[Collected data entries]
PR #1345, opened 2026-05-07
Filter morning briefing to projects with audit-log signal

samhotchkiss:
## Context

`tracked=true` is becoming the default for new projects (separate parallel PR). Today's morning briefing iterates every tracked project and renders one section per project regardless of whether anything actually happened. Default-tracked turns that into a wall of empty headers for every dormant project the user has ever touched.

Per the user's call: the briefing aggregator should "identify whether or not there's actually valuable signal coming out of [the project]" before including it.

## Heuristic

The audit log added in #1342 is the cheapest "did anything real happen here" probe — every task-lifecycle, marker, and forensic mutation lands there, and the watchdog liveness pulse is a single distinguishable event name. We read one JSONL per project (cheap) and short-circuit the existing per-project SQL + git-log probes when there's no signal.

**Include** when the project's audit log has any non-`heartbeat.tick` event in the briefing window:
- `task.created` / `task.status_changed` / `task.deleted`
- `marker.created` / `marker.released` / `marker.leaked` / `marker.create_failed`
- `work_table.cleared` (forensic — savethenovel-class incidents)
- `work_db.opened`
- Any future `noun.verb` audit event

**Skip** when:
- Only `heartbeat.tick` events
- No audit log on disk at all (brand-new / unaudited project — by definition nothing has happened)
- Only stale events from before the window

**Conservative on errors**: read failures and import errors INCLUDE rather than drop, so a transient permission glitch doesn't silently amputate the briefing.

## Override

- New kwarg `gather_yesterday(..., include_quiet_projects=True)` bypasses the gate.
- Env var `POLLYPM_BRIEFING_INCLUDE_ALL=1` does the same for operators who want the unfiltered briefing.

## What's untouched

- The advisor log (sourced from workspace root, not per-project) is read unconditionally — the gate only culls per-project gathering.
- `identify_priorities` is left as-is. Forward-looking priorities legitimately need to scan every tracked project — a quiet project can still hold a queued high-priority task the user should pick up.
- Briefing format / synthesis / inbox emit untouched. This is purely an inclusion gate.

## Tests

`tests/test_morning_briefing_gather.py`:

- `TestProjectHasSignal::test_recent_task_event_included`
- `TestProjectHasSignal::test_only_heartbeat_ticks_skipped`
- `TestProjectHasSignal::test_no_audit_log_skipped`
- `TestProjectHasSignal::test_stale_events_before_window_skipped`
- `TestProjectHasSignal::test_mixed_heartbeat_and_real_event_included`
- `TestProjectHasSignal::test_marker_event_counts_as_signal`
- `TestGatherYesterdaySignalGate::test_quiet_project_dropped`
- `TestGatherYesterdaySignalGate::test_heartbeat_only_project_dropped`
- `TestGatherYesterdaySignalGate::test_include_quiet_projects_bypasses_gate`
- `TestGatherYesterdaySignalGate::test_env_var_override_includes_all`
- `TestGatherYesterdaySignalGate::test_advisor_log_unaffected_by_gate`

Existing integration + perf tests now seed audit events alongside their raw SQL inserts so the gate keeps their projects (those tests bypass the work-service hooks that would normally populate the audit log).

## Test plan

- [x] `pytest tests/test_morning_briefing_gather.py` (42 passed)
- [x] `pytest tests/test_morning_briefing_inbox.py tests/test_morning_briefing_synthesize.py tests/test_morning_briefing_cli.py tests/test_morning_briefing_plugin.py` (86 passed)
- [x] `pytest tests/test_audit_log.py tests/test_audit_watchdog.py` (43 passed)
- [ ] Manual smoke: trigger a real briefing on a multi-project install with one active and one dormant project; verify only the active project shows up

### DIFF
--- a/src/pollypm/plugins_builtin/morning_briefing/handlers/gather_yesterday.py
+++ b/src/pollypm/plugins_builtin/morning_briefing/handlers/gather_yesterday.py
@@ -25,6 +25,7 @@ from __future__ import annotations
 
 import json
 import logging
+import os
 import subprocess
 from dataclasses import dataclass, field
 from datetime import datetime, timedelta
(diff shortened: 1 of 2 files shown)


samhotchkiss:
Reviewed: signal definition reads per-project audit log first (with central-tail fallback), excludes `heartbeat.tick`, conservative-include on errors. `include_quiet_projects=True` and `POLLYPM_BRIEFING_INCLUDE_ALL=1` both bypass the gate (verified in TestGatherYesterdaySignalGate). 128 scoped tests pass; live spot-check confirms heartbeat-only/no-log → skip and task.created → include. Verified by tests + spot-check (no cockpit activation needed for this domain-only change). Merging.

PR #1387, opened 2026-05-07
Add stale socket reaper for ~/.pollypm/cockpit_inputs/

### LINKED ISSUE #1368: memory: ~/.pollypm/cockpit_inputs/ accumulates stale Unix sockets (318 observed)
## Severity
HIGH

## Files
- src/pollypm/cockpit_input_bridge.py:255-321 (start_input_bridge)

= Goal of the exercise =
Type the entries out again so that they match exactly.

= Response for this exercise =
PR #1345, opened 2026-05-07
Filter morning briefing to projects with audit-log signal

samhotchkiss:
## Context

`tracked=true` is becoming the default for new projects (separate parallel PR). Today's morning briefing iterates every tracked project and renders one section per project regardless of whether anything actually happened. Default-tracked turns that into a wall of empty headers for every dormant project the user has ever touched.

Per the user's call: the briefing aggregator should "identify whether or not there's actually valuable signal coming out of [the project]" before including it.

## Heuristic

The audit log added in #1342 is the cheapest "did anything real happen here" probe — every task-lifecycle, marker, and forensic mutation lands there, and the watchdog liveness pulse is a single distinguishable event name. We read one JSONL per project (cheap) and short-circuit the existing per-project SQL + git-log probes when there's no signal.

**Include** when the project's audit log has any non-`heartbeat.tick` event in the briefing window:
- `task.created` / `task.status_changed` / `task.deleted`
- `marker.created` / `marker.released` / `marker.leaked` / `marker.create_failed`
- `work_table.cleared` (forensic — savethenovel-class incidents)
- `work_db.opened`
- Any future `noun.verb` audit event

**Skip** when:
- Only `heartbeat.tick` events
- No audit log on disk at all (brand-new / unaudited project — by definition nothing has happened)
- Only stale events from before the window

**Conservative on errors**: read failures and import errors INCLUDE rather than drop, so a transient permission glitch doesn't silently amputate the briefing.

## Override

- New kwarg `gather_yesterday(..., include_quiet_projects=True)` bypasses the gate.
- Env var `POLLYPM_BRIEFING_INCLUDE_ALL=1` does the same for operators who want the unfiltered briefing.

## What's untouched

- The advisor log (sourced from workspace root, not per-project) is read unconditionally — the gate only culls per-project gathering.
- `identify_priorities` is left as-is. Forward-looking priorities legitimately need to scan every tracked project — a quiet project can still hold a queued high-priority task the user should pick up.
- Briefing format / synthesis / inbox emit untouched. This is purely an inclusion gate.

## Tests

`tests/test_morning_briefing_gather.py`:

- `TestProjectHasSignal::test_recent_task_event_included`
- `TestProjectHasSignal::test_only_heartbeat_ticks_skipped`
- `TestProjectHasSignal::test_no_audit_log_skipped`
- `TestProjectHasSignal::test_stale_events_before_window_skipped`
- `TestProjectHasSignal::test_mixed_heartbeat_and_real_event_included`
- `TestProjectHasSignal::test_marker_event_counts_as_signal`
- `TestGatherYesterdaySignalGate::test_quiet_project_dropped`
- `TestGatherYesterdaySignalGate::test_heartbeat_only_project_dropped`
- `TestGatherYesterdaySignalGate::test_include_quiet_projects_bypasses_gate`
- `TestGatherYesterdaySignalGate::test_env_var_override_includes_all`
- `TestGatherYesterdaySignalGate::test_advisor_log_unaffected_by_gate`

Existing integration + perf tests now seed audit events alongside their raw SQL inserts so the gate keeps their projects (those tests bypass the work-service hooks that would normally populate the audit log).

## Test plan

- [x] `pytest tests/test_morning_briefing_gather.py` (42 passed)
- [x] `pytest tests/test_morning_briefing_inbox.py tests/test_morning_briefing_synthesize.py tests/test_morning_briefing_cli.py tests/test_morning_briefing_plugin.py` (86 passed)
- [x] `pytest tests/test_audit_log.py tests/test_audit_watchdog.py` (43 passed)
- [ ] Manual smoke: trigger a real briefing on a multi-project install with one active and one dormant project; verify only the active project shows up

### DIFF
--- a/src/pollypm/plugins_builtin/morning_briefing/handlers/gather_yesterday.py
+++ b/src/pollypm/plugins_builtin/morning_briefing/handlers/gather_yesterday.py
@@ -25,6 +25,7 @@ from __future__ import annotations
 
 import json
 import logging
+import os
 import subprocess
 from dataclasses import dataclass, field
 from datetime import datetime, timedelta
(diff shortened: 1 of 2 files shown)


samhotchkiss:
Reviewed: signal definition reads per-project audit log first (with central-tail fallback), excludes `heartbeat.tick`, conservative-include on errors. `include_quiet_projects=True` and `POLLYPM_BRIEFING_INCLUDE_ALL=1` both bypass the gate (verified in TestGatherYesterdaySignalGate). 128 scoped tests pass; live spot-check confirms heartbeat-only/no-log → skip and task.created → include. Verified by tests + spot-check (no cockpit activation needed for this domain-only change). Merging.

PR #1387, opened 2026-05-07
Add stale socket reaper for ~/.pollypm/cockpit_inputs/

### LINKED ISSUE #1368: memory: ~/.pollypm/cockpit_inputs/ accumulates stale Unix sockets (318 observed)
## Severity
HIGH

## Files
- src/pollypm/cockpit_input_bridge.py:255-321 (start_input_bridge)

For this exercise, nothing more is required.